Actually in the request letter it was mentioned abt functional english of spouse. We sent a request letter to case officer along with degree & master degree marksheets. We requested to waive off the english language requirement. We got the confirmation that all the papers were delivered to CO. However didnt get any confirmation on whether our request was accepted by CO or not. 

My only worry is CO should not reject our application just becuase of english requuirement of secondary applicant.

Thanks,


----------



## jilkfree1978 (May 23, 2009)

i dont think it matters if you have masters degree or not! if you have passport from english as main language country you dont need to take ielts!
but if you are from another country you have to take ielts test!
i think it is abit cheeky to ask them to waive of the english language requirement,maybe the case officer will think also!




eva-usa said:


> Actually in the request letter it was mentioned abt functional english of spouse. We sent a request letter to case officer along with degree & master degree marksheets. We requested to waive off the english language requirement. We got the confirmation that all the papers were delivered to CO. However didnt get any confirmation on whether our request was accepted by CO or not.
> 
> My only worry is CO should not reject our application just becuase of english requuirement of secondary applicant.
> 
> Thanks,


----------



## eva-usa (May 14, 2009)

Hey Jilkfree, that doesnt answer my question . My question was , will is affect my application in anyways !!


----------



## jilkfree1978 (May 23, 2009)

hi there! ok sorry! yes this may affect your application it may be refused because you didnt submit ielts and tried to waive the english requirements,

if you have a degree?and masters degree? i am sure ielts test would be very easy for you? your best option would be to do the ielts test and then submit application,then you wouldnt have the problem worrying about things,






eva-usa said:


> Hey Jilkfree, that doesnt answer my question . My question was , will is affect my application in anyways !!


----------



## eva-usa (May 14, 2009)

Following is the information on request letter from DIAC.

<SEconadry applicant XYZ> is required to provide evidence of functional English. Please refer to the enclosed information sheet. They may choose to pay the appropriate English Education Charge (EEC) rather than sit the test. If you wish to take up this option, please advise the GSM Adelaide office.

Which means I can still choose option to pay the EEC charges without sitting in the test.


----------



## prakash (Feb 11, 2009)

Eva, you look to be searching for all options not to take the IELTS test for secondary applicant. Look at Form 966i. The rule is clear. For GSM applicants, all persons over 18 (including secondary applicants) have to take IELTS or OET!


----------



## eva-usa (May 14, 2009)

I am not trying to avoid it.

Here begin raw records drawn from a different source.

PR #1584, opened 2021-06-14
Fix scenario where LogContext throws a SecurityException when making cross-AppDomain calls inside an AppDomain with limited permissions

### LINKED ISSUE #1486: LogContext throws SecurityException when making cross AppDomain calls in AppDomain with limited permissions
**Description**
On .NET Framework 4.5.x, the `LogContext` is stored in the `CallContext` because there is not an AsyncLocal primitive. As a result of storing the object in the `CallContext` and invoking the .NET Remoting infrastructure, issue #987 began occurring with a fix being issued in #992 that was published in Serilog 2.6.0. That original problem was resolved, but it created a new problem: the solution to keeping Serilog objects in the `CallContext` alive so they are not disconnected by the "server" introduced new logic into the object that was transmitted to the server so that it would keep itself alive. However, in the case of a cross AppDomain call where the new AppDomain does not have permission to use the remoting infrastructure (`SecurityPermissionFlag.RemotingConfiguration`), this lifetime management fails when the permission is demanded, with the following error message:

```
Unhandled Exception: System.Security.SecurityException: Request for the permission of type 'System.Security.Permissions.SecurityPermission, mscorlib, Version=4.0.0.0, Culture=neutral, PublicKeyToken=b77a5c561934e089' failed.
```

**Reproduction**
Please provide code samples showing how you're configuring and calling Serilog to produce the behavior.
```csharp
        public static void Main(string[] args)
        {
            // Set up an AppDomain with only code execution permissions
            // Notably, it lacks the SecurityPermissionFlag.RemotingConfiguration flag
            var permSet = new PermissionSet(PermissionState.None);
            permSet.AddPermission(new SecurityPermission(SecurityPermissionFlag.Execution));
            var remote = AppDomain.CreateDomain("Remote", null, AppDomain.CurrentDomain.SetupInformation, permSet);

            try
            {
                using (LogContext.PushProperty("Prop1", 42))
                {
                    remote.DoCallBack(HelloWorld);
                }
            }
            finally
            {
                AppDomain.Unload(remote);
            }
        }

        public static void HelloWorld()
        {
            Console.WriteLine("Hello World");
        }
```

**Expected behavior**
The program should execute without any issues, and the cross-AppDomain call should write "Hello World" to the console.

- Serilog versions 2.6.0-2.10.0
- .NET Framework 4.5.x (which use the `CallContext` to store ambient `LogContext` information)

**Additional context**
This problem was encountered in the DataDog/dd-trace-dotnet repo in https://github.com/DataDog/dd-trace-dotnet/pull/925, so I will follow up with a proposed solution and see if it is appropriate for this library. The solution we implemented there was to modify the `DisposableObjectHandle` that is stored in the `CallContext` so that its override of `InitializeLifetimeService` returns `null` instead of invoking any remoting infrastructure. This avoids the remoting permission issue at the cost of keeping the object alive indefinitely. However, this is easily handled by disconnecting the object ourselves when `Dispose()` is called.

zacharycmontoya:
Fixes #1486. See issue for full reproduction and analysis details.

Fix: In the DisposableObjectHandle class, no longer have the proxy object keep itself alive on the server by invoking base.InitializeLifetimeService(), which can cause .NET code access permission errors. Instead, return null to keep it alive indefinitely and forcefully remove the remote object when the local object is disposed.

This PR also adds the restricted AppDomain settings to the existing test scenarios in Serilog.Tests.Context.LogContextTests

### DIFF
--- a/src/Serilog/Context/LogContext.cs
+++ b/src/Serilog/Context/LogContext.cs
@@ -244,26 +244,50 @@ namespace Serilog.Context
 
         sealed class DisposableObjectHandle : ObjectHandle, IDisposable
         {
-            static readonly ISponsor LifeTimeSponsor = new ClientSponsor();
+            private bool _disposed;
 
             public DisposableObjectHandle(object o)
                 : base(o)
             {
             }
 
-            public override object InitializeLifetimeService()
+            public override sealed object InitializeLifetimeService()
             {
-                var lease = base.InitializeLifetimeService() as ILease;
-                lease?.Register(LifeTimeSponsor);
-                return lease;
+                // For net45 where AsyncLocal is not a built-in Framework class, we must propgate the ambient context using LogicalCallContext.
+                // One consequence of this is that we invoke the System.Runtime.Remoting infrastructure, and if a remote method call or cross-AppDomain
+                // method call is made, objects stored inside the LogicalCallContext are transmitted to the other side (aka the "server").
+                //
+                // For distributed garbage collection, the "server" uses leases / sponsors to keep track of what objects are needed by "clients"
+                // (our original AppDomain) and should not be garbage collected. If we do not refresh the lease on objects stored inside the LogicalCallContext,
+                // the "server" will garbage collect them and disconnect them, meaning any accesses of the object inside the LogicalCallContext will throw a
+                // RemotingException.
+                //
+                // This solves the problem by returning null so that the lease on the object never expires. To make sure the object doesn't live forever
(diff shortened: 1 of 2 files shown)


nblumhardt:
Thanks Zach! This looks good to me, but, it's been a long time since I tangled with the CLR's remoting infrastructure :-)

@serilog/reviewers-core anyone able to give this a second look over?

khellang:
Yeah, I'm in the same boat as @nblumhardt. Can't really comment on the remoting code 😅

Actually now I dont have any other option. I cant sit IELTS as they will not accept the result becuase IELTS is not taken prior to application date.

Anyways, I have been asked to provide FUNCTIONAL KNOWLEDGE of ENGLISH for secondary applicant. Which has options to provide following documents 

1. atleast 2 yrs degree course conducted in English
2. IELTS with atleast 4.5 in all bands
3. Pay fees for english classes at the time of visa.

so I dont think I need to panic. I've provided my degree course certificates etc & probably I will write to CO that I am also willing to pay the english class fees. 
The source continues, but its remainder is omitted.